Lately I was reading a bit about continued fractions and came up with a question that I couldn't find an answer for.
Here are the definitions I will use in the question:
Let $x \in \mathbb{R}$. A fraction $\frac{p}{q}$ (assume $q > 0$) is said to be a rational best approximation of $x$ if $$\left| x – \frac{p}{q}\right| \leq \left|x – \frac{p'}{q'}\right|$$ for all $p', q' \in \mathbb{Z}, 1 \leq q' \leq q$.
Then $\frac{p}{q}$ is called a good approximation of $x$ if
$$ \left|x – \frac{p}{q}\right| < \frac{1}{q^2}. $$
Now I know that every convergent of the continued fraction for $x$ is both a best approximation and a good approximation.
On the other hand: Not every best approximation for $x$ is given through a convergent of its continued fraction (take e.g. $13/4$, which is not a convergent of $\pi$ but a rational best approximation).

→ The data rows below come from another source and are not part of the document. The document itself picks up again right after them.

PR #1274, opened 2021-06-24
feat: Making notices more general

elenaboal:
### Summary of Changes

Added wildcard functionality to notices (ie if we wanted to add a notice to every table in the shadow schema, could do that with *.*.shadow.*) and dynamic HTML messages (ie if we wanted to have each of those notices have a different message depending on which table it was)

### Why
Part of the follow up work for the Notices feature detailed on the RFC: https://github.com/amundsen-io/rfcs/blob/master/rfcs/029-resource-notices.md#future-possibilities
Mentioned on the original PR: https://github.com/amundsen-io/amundsenfrontendlibrary/pull/957#issuecomment-802943900

### Tests

Added notices tests to test the functionality of the wildcard and the dynamic message.


frontend/amundsen_application/static/js/config/config-types.ts
```diff
@@ -151,7 +151,7 @@ export enum NoticeSeverity {
 }
 export interface NoticeType {
   severity: NoticeSeverity;
-  messageHtml: string;
+  messageHtml: string | ((resourceName) => string);
```
Golodhros, line 154: I think this would work better:
```suggestion
  messageHtml: string | (string) => string;
```

frontend/amundsen_application/static/js/config/index.spec.ts
```diff
@@ -68,42 +68,248 @@ describe('getDisplayNameByResource', () => {
...
+            messageHtml: 'testMessage',
+          },
+        };
+        const expected = 'testMessage';
+        const notice = ConfigUtils.getResourceNotices(
+          ResourceType.table,
+          'testName'
+        );
+        const actual = notice && notice.messageHtml;
+        expect(actual).toEqual(expected);
```
Golodhros, line 86: Nit: space before expect

frontend/amundsen_application/static/js/config/index.spec.ts
```diff
@@ -68,42 +68,248 @@ describe('getDisplayNameByResource', () => {
...
+    });
 
-    it('returns the notice', () => {
-      const expected = 'testMessage';
-      const notice = ConfigUtils.getResourceNotices(
-        ResourceType.table,
-        'testName'
-      );
-      const actual = notice && notice.messageHtml;
+    describe('when there is a simple wildcard in gold position', () => {
```
Golodhros, line 90: 'cluster' instead of 'gold'

Golodhros: I would group all these under a 
`describe('when there are wildcards', ()...`

frontend/amundsen_application/static/js/config/index.spec.ts
```diff
@@ -68,42 +68,248 @@ describe('getDisplayNameByResource', () => {
...
+        const expected = 'testMessage';
+        const notice = ConfigUtils.getResourceNotices(
+          ResourceType.table,
+          'gold.hive.core.fact_rides'
+        );
+        const actual = notice && notice.messageHtml;
 
-      expect(actual).toEqual(expected);
+        expect(actual).toEqual(expected);
+      });
```
Golodhros, line 106: Let's add a test for a case when it doesn't match too.

frontend/amundsen_application/static/js/config/index.spec.ts
```diff
@@ -68,42 +68,248 @@ describe('getDisplayNameByResource', () => {
...
 
-    it('returns false', () => {
-      const expected = false;
-      const actual = ConfigUtils.getResourceNotices(
-        ResourceType.table,
-        'testNameNoThere'
-      );
+        expect(actual).toEqual(expected);
+      });
+    });
```
Golodhros, line 126: Same for non-matching notice

frontend/amundsen_application/static/js/config/index.spec.ts
```diff
@@ -68,42 +68,248 @@ describe('getDisplayNameByResource', () => {
...
-  });
 
-  describe('when there is no notice', () => {
-    AppConfig.resourceConfig[ResourceType.table].notices = {
-      testName: {
-        severity: NoticeSeverity.WARNING,
-        messageHtml: 'testMessage',
-      },
-    };
+    describe('when there is a simple wildcard in hive position', () => {
```
Golodhros, line 109: datasource instead of 'hive'

frontend/amundsen_application/static/js/config/index.spec.ts
```diff
@@ -68,42 +68,248 @@ describe('getDisplayNameByResource', () => {
...
+          'gold.hive.core.fact_rides'
+        );
+        const actual = notice && notice.messageHtml;
+
+        expect(actual).toEqual(expected);
+      });
+    });
+
+    describe('when there are 2 notices that match', () => {
+      it('returns notice', () => {
```
Golodhros, line 186:
```suggestion
      it('returns the last matched notice', () => {
```

frontend/amundsen_application/static/js/config/index.spec.ts
```diff
@@ -68,42 +68,248 @@ describe('getDisplayNameByResource', () => {
...
+          'gold.hive.core.fact_rides'
+        );
+        const actual = notice && notice.messageHtml;
+
+        expect(actual).toEqual(expected);
+      });
+    });
+
+    describe('when there is a notice with a dynamic message', () => {
+      it('returns notice', () => {
```
Golodhros, line 251:
```suggestion
      it('returns notice with dynamic message', () => {
```

frontend/amundsen_application/static/js/config/index.spec.ts
```diff
@@ -68,42 +68,248 @@ describe('getDisplayNameByResource', () => {
...
+          },
+        };
+        const expected = false;
+        const actual = ConfigUtils.getResourceNotices(
+          ResourceType.table,
+          'testNameNoThere'
+        );
+        expect(actual).toEqual(expected);
+      });
     });
```
Golodhros, line 313: Would all this work for dashboards too?
Could you add some extra tests?

Golodhros (changes requested):
Overall looks good!

Let's update our docs on https://github.com/amundsen-io/amundsen/blob/main/frontend/docs/application_config.md#notices

frontend/amundsen_application/static/js/config/config-utils.ts
```diff
@@ -77,7 +80,42 @@ export function getResourceNotices(
   const { notices } = AppConfig.resourceConfig[resourceType];
 
   if (notices && notices[resourceName]) {
-    return notices[resourceName];
+    const thisNotice = notices[resourceName];
+    if (typeof thisNotice.messageHtml !== 'string') {
```
Golodhros, line 84: I think it would be better do do a positive check like:
```suggestion
    if (typeof thisNotice.messageHtml === 'function') {
```
I will be more safe and explicit

frontend/amundsen_application/static/js/config/config-utils.ts
```diff
@@ -77,7 +80,42 @@ export function getResourceNotices(
...
+          if (i === decomposedKey.length - 1) {
+            noticeFromWildcard = notices[key];
+          }
+          continue;
+        }
+        break;
+      }
+    });
+    if (noticeFromWildcard) {
+      if (typeof noticeFromWildcard.messageHtml !== 'string') {
```
Golodhros, line 112: same here

frontend/amundsen_application/static/js/config/config-utils.ts
```diff
@@ -77,7 +80,45 @@ export function getResourceNotices(
   const { notices } = AppConfig.resourceConfig[resourceType];
 
   if (notices && notices[resourceName]) {
-    return notices[resourceName];
+    const thisNotice = notices[resourceName];
+    if (typeof thisNotice.messageHtml === 'function') {
+      thisNotice.messageHtml = thisNotice.messageHtml(resourceName);
+    }
+    return thisNotice;
```
Golodhros, line 87: Sorry for the late comment, but I think we could do something like:
```
const withComputedMessage = (notice, resourceName) => {
if (typeof notice.messageHtml === 'function') {
      notice.messageHtml = notice.messageHtml(resourceName);
    }
    return notice;
}
```
And use it on line 115 as well.

frontend/docs/application_config.md
```diff
@@ -183,7 +183,7 @@ A notice is a small box with an icon and a message containing HTML markup (like
   <img src='img/notices-alert-table.png' width='50%' />
 </figure>
 
-To set them up, we'll use the current configuration objects for the resources. For example, if company X wants to deprecate the use of one table or dashboard, they can opt to add new notices in their configuration file:
+To set them up, we'll use the current configuration objects for the resources. In the event that we want to add the same notice to every table that follows a particular pattern, we use a wildcard character, *, for pattern matching. In addition, we can have dynamic HTML messages to allow for notices to change their message based on what table it is. For example, if company X wants to deprecate the use of one table or dashboard, they can opt to add new notices in their configuration file:
```
Golodhros, line 186:
```suggestion
To set them up, we'll use the current configuration objects for the resources. In the event that we want to add the same notice to every table that follows a particular pattern, we use a wildcard character, *, for pattern matching. In addition, we can have dynamic HTML messages to allow for notices to change their message based on what table it is. 

For example, if company X wants to deprecate the use of one table or dashboard, they can opt to add new notices in their configuration file:
```

frontend/docs/application_config.md
```diff
@@ -211,6 +211,64 @@ To set them up, we'll use the current configuration objects for the resources. F
...
+            severity: NoticeSeverity.WARNING,
+            messageHtml: `This dashboard is deprecated`,
+          },
+      },
+    },
+
+  },
+```
+
+The above code will show a notice with a red exclamation icon whenever a final user visits any table within the specified cluster, database, and schema or any dashboard within the specified product, cluster, and groupname.
```
Golodhros, line 238: What we were doing of introducing the code after showing it might work with one example, but now it seems we would better introduce the code **before** we show it. Try something like:

If you want to target several tables at once, you can use wildcards as showed below:
//code
This will show a notice with a red...

frontend/docs/application_config.md
```diff
@@ -211,6 +211,64 @@ To set them up, we'll use the current configuration objects for the resources. F
...
+```
+  resourceConfig: {
+    [ResourceType.table]: {
+      ... //Table Resource Configuration
+      notices: {
+          "<CLUSTER>.<DATABASE>.<SCHEMA>.*": {
+            severity: NoticeSeverity.ALERT,
+            messageHtml: (resourceName) => {
+              const [cluster, datasource, schema, table] = resourceName.split('.');
+              return `This schema is deprecated, please use <a href="https://amundsen.lyft.net/table_detail/${cluster}/${datasource}/SCHEMA/${table}">this table instead</a>`;
```
Golodhros, line 249:
```suggestion
              return `This schema is deprecated, please use <a href="https://amundsen.<company>.net/table_detail/${cluster}/${datasource}/SCHEMA/${table}">this table instead</a>`;
```

elenaboal:
remade pr here: https://github.com/amundsen-io/amundsen/pull/1280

My question is: Is every good approximation given through a convergent? By checking a few examples of best rational approximations which are no convergents I got the feeling that this could be true, but I did not find a definite answer on this.
Best Answer
The first few convergents for $\sqrt{3}$ are $1,2,5/3,7/4,19/11.$ In particular none have denominator $7,$ but $\sqrt{3}-12/7 \approx 0.0177$ while $1/49 \approx 0.0204.$ So in this example we have a good approximation which is not a convergent.

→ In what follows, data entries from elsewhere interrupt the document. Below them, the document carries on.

PR #1280, opened 2021-06-28
feat: Making notices more general (real)

elenaboal:
### Summary of Changes

Added wildcard functionality to notices (ie if we wanted to add a notice to every table in the shadow schema, could do that with ..shadow.*) and dynamic HTML messages (ie if we wanted to have each of those notices have a different message depending on which table it was)

### Tests

Added notices tests to test the functionality of the wildcard and the dynamic message.

### Documentation

Added documentation in frontend/docs/application_config.md

### DIFF
--- a/frontend/amundsen_application/static/js/config/config-utils.ts
+++ b/frontend/amundsen_application/static/js/config/config-utils.ts
@@ -114,7 +114,8 @@ export function getResourceNotices(
       }
     });
     if (hasNotice) {
-      const noticeFromWildcard: NoticeType = wildcardNoticesArray[0];
+      // const noticeFromWildcard: NoticeType = wildcardNoticesArray[0];
+      const [noticeFromWildcard] = wildcardNoticesArray;
       return withComputedMessage(noticeFromWildcard, resourceName);
     }
   }
--- a/frontend/amundsen_application/static/js/config/config-utils.ts
+++ b/frontend/amundsen_application/static/js/config/config-utils.ts
@@ -13,7 +13,16 @@ import { ResourceType } from '../interfaces';
 
 export const DEFAULT_DATABASE_ICON_CLASS = 'icon-database icon-color';
 export const DEFAULT_DASHBOARD_ICON_CLASS = 'icon-dashboard icon-color';
+const WILDCARD_SIGN = '*';
+const RESOURCE_SEPARATOR = '.';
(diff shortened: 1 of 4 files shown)


Golodhros (approved):

Golodhros:
@dorianj check this out!

This was something you suggested on my first PR and that we found it was really useful. We would love to hear your thoughts on the specific implementation.

dorianj:
This is cool! Definitely great to have these be more flexible.

Rather than using strings with wildcards, I believe that we should allow the use of regexes. Then the eval code can branch on type, rather than the more complicated inspection of the string contents.

The trouble is that you can't use them in object literals in JS. You _can_ however use them in a Map. I'm not sure how to square this circle -- any thoughts?

Less importantly: i appreciate the completeness of tests. However, it feels a bit too much to test every permutation of position of wildcards. This might go away if regexes were implemented, since the test would be more generic.

Golodhros:
> This is cool! Definitely great to have these be more flexible.

Yeah, we needed to do some batch notices and the current solution wasn't scaling.

> Rather than using strings with wildcards, I believe that we should allow the use of regexes. Then the eval code can branch on type, rather than the more complicated inspection of the string contents.
> 
> The trouble is that you can't use them in object literals in JS. You _can_ however use them in a Map. I'm not sure how to square this circle -- any thoughts?

I agree the string matching logic is not great, luckily we only have four elements to match. I don't see a way of creating a map the way we have it set up though.
 
> Less importantly: i appreciate the completeness of tests. However, it feels a bit too much to test every permutation of position of wildcards. This might go away if regexes were implemented, since the test would be more generic.

Maybe it would be an opportunity to do some parametrized tests. 

Here we prioritized not making a breaking change, but that said, we didn't see many other options anyways. Would you be OK with us going with this solution at this time? Can you live with this?

frontend/amundsen_application/static/js/config/config-utils.ts
```diff
@@ -77,7 +86,37 @@ export function getResourceNotices(
...
+            wildcardNoticesArray[0] = notices[key];
+            hasNotice = true;
+          }
+          continue;
+        }
+        break;
+      }
+    });
+    if (hasNotice) {
+      const noticeFromWildcard: NoticeType = wildcardNoticesArray[0];
```
Golodhros, line 117: Doing this will fix the betterer error:
```
      const [noticeFromWildcard] = wildcardNoticesArray;
```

Added: If one defines a "very good" approximation of an irrational $x$ as one for which $|x-p/q|<1/(2q^2),$ then it is known that any very good approximation to an irrational must be one of the convergents to it. The above example of the good approximation $12/7$ is not close by a margin of $1/2\cdot 49$ to $\sqrt{3},$ as would be expected by this known result.